REGULATORY REQUIREMENTS
Certain of our subsidiaries operate in states that regulate the payment of dividends, loans, or other cash transfers to Humana Inc., our parent company, and require minimum levels of equity as well as limit investments to approved securities. The amount of dividends that may be paid to Humana Inc. by these subsidiaries, without prior approval by state regulatory authorities, or ordinary dividends, is limited based on the entity’s level of statutory income and statutory capital and surplus. In most states, prior notification is provided before paying a dividend even if approval is not required.
Although minimum required levels of equity are largely based on premium volume, product mix, and the quality of assets held, minimum requirements vary significantly at the state level. Our state regulated insurances subsidiaries had aggregate statutory capital and surplus of approximately $8.0 billion and $7.7 billion as of December 31, 2017 and 2016, respectively, which exceeded aggregate minimum regulatory requirements of $4.8 billion in both years. Subsidiary dividends are subject to state regulatory approval, the amount and timing of which could be reduced or delayed. Excluding Puerto Rico subsidiaries, the amount of ordinary dividends that may be paid to our parent company in 2018 is approximately $1.1 billion in the aggregate. This compares to dividends that were paid to our parent company in 2017 of approximately $1.4 billion. Actual dividends paid may vary due to consideration of excess statutory capital and surplus and expected future surplus requirements related to, for example, premium volume and product mix.
Our parent company funded a subsidiary capital contribution of approximately $535 million in the first quarter of 2017 for reserve strengthening associated with our closed block of long-term care insurance policies discussed further in Note 18 of the notes to consolidated financial statements in this Annual Report on Form 10-K.
Our use of operating cash flows derived from our non-insurance subsidiaries, such as in our Healthcare Services segment, is generally not restricted by state departments of insurance (or comparable state regulators).

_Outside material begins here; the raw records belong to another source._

PR #4662, opened 2018-04-19
Reworked credentials check for issue 2436

d16linja:
issue #2436, Reworked #4460 
Pair programmed with @c16matan 

Instead of using $_GET we now use session variables set in the navheader so that old templates dont need updates to work. 

See the old pull request #4460 for some information for testing

### DIFF
--- a/DuggaSys/showdoc.php
+++ b/DuggaSys/showdoc.php
@@ -359,11 +359,6 @@
 		}else{
 			$userid="UNK";
 		}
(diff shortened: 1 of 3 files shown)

ACQUISITIONS AND DIVESTITURES
Refer to Note 3 of the notes to consolidated financial statements in this Annual Report on Form 10-K for a description of certain acquisitions and divestitures. On June 1, 2015, we completed the sale of our wholly owned subsidiary, Concentra Inc. During 2017, 2016 and 2015, we funded certain non-regulated subsidiary acquisitions with contributions from Humana Inc., our parent company, included in capital contributions in the condensed statement of cash flows.
INCOME TAXES
Refer to Note 11 of the notes to consolidated financial statements included in this Annual Report on Form 10-K for a description of income taxes.
DEBT
Refer to Note 12 of the notes to consolidated financial statements included in this Annual Report on Form 10-K for a description of debt.
STOCKHOLDER’S EQUITY
Refer to Note 15 of the notes to consolidated financial statements included in this Annual Report on Form 10-K for a description of stockholders’ equity, including stock repurchases and stockholder dividends.